___ Extracted entries
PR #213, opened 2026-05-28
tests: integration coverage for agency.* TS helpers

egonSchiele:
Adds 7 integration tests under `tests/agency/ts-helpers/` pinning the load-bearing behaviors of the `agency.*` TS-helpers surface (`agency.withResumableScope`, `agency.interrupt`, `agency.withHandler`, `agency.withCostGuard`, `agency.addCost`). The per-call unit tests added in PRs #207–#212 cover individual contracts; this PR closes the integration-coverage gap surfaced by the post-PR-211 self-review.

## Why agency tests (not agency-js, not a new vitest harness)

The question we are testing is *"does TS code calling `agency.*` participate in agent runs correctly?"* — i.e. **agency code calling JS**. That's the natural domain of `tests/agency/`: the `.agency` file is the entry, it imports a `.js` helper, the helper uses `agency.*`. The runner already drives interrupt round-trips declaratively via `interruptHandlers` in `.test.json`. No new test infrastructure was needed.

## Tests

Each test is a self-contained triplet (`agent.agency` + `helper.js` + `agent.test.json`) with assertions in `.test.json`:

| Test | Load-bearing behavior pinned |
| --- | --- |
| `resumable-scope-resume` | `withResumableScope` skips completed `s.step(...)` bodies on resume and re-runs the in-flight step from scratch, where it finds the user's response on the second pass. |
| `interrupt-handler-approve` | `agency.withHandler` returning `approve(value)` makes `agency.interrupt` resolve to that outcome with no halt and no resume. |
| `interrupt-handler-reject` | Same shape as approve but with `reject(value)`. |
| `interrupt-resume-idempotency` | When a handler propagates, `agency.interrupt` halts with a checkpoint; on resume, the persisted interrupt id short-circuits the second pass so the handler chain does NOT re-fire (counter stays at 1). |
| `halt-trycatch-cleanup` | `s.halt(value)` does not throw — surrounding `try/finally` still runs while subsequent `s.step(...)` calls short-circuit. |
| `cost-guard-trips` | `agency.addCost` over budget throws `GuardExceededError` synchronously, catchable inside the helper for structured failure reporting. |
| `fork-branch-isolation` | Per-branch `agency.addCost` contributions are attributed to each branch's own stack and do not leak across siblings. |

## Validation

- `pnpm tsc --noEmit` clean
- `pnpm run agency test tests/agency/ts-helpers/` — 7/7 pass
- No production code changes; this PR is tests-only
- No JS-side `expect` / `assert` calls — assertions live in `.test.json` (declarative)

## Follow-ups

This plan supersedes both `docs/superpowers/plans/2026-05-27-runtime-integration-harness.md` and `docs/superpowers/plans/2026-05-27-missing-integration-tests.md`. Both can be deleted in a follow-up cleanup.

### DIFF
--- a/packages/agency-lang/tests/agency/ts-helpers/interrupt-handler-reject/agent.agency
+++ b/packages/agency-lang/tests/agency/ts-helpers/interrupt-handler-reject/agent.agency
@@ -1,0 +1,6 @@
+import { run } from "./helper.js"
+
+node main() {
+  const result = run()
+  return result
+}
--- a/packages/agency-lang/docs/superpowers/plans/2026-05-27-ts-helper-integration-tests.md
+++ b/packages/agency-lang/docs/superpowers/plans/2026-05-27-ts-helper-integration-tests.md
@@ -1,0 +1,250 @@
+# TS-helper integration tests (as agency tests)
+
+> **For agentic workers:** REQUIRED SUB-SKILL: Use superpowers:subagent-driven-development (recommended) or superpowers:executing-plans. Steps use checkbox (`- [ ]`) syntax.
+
______
### [Task details]
Would you set the entries down again, exactly as they were written?

### [Result]
PR #213, opened 2026-05-28
tests: integration coverage for agency.* TS helpers

egonSchiele:
Adds 7 integration tests under `tests/agency/ts-helpers/` pinning the load-bearing behaviors of the `agency.*` TS-helpers surface (`agency.withResumableScope`, `agency.interrupt`, `agency.withHandler`, `agency.withCostGuard`, `agency.addCost`). The per-call unit tests added in PRs #207–#212 cover individual contracts; this PR closes the integration-coverage gap surfaced by the post-PR-211 self-review.

## Why agency tests (not agency-js, not a new vitest harness)

The question we are testing is *"does TS code calling `agency.*` participate in agent runs correctly?"* — i.e. **agency code calling JS**. That's the natural domain of `tests/agency/`: the `.agency` file is the entry, it imports a `.js` helper, the helper uses `agency.*`. The runner already drives interrupt round-trips declaratively via `interruptHandlers` in `.test.json`. No new test infrastructure was needed.

## Tests

Each test is a self-contained triplet (`agent.agency` + `helper.js` + `agent.test.json`) with assertions in `.test.json`:

| Test | Load-bearing behavior pinned |
| --- | --- |
| `resumable-scope-resume` | `withResumableScope` skips completed `s.step(...)` bodies on resume and re-runs the in-flight step from scratch, where it finds the user's response on the second pass. |
| `interrupt-handler-approve` | `agency.withHandler` returning `approve(value)` makes `agency.interrupt` resolve to that outcome with no halt and no resume. |
| `interrupt-handler-reject` | Same shape as approve but with `reject(value)`. |
| `interrupt-resume-idempotency` | When a handler propagates, `agency.interrupt` halts with a checkpoint; on resume, the persisted interrupt id short-circuits the second pass so the handler chain does NOT re-fire (counter stays at 1). |
| `halt-trycatch-cleanup` | `s.halt(value)` does not throw — surrounding `try/finally` still runs while subsequent `s.step(...)` calls short-circuit. |
| `cost-guard-trips` | `agency.addCost` over budget throws `GuardExceededError` synchronously, catchable inside the helper for structured failure reporting. |
| `fork-branch-isolation` | Per-branch `agency.addCost` contributions are attributed to each branch's own stack and do not leak across siblings. |

## Validation

- `pnpm tsc --noEmit` clean
- `pnpm run agency test tests/agency/ts-helpers/` — 7/7 pass
- No production code changes; this PR is tests-only
- No JS-side `expect` / `assert` calls — assertions live in `.test.json` (declarative)

## Follow-ups

This plan supersedes both `docs/superpowers/plans/2026-05-27-runtime-integration-harness.md` and `docs/superpowers/plans/2026-05-27-missing-integration-tests.md`. Both can be deleted in a follow-up cleanup.

### DIFF
--- a/packages/agency-lang/tests/agency/ts-helpers/interrupt-handler-reject/agent.agency
+++ b/packages/agency-lang/tests/agency/ts-helpers/interrupt-handler-reject/agent.agency
@@ -1,0 +1,6 @@
+import { run } from "./helper.js"
+
+node main() {
+  const result = run()
+  return result
+}
--- a/packages/agency-lang/docs/superpowers/plans/2026-05-27-ts-helper-integration-tests.md
+++ b/packages/agency-lang/docs/superpowers/plans/2026-05-27-ts-helper-integration-tests.md
@@ -1,0 +1,250 @@
+# TS-helper integration tests (as agency tests)
+
+> **For agentic workers:** REQUIRED SUB-SKILL: Use superpowers:subagent-driven-development (recommended) or superpowers:executing-plans. Steps use checkbox (`- [ ]`) syntax.
+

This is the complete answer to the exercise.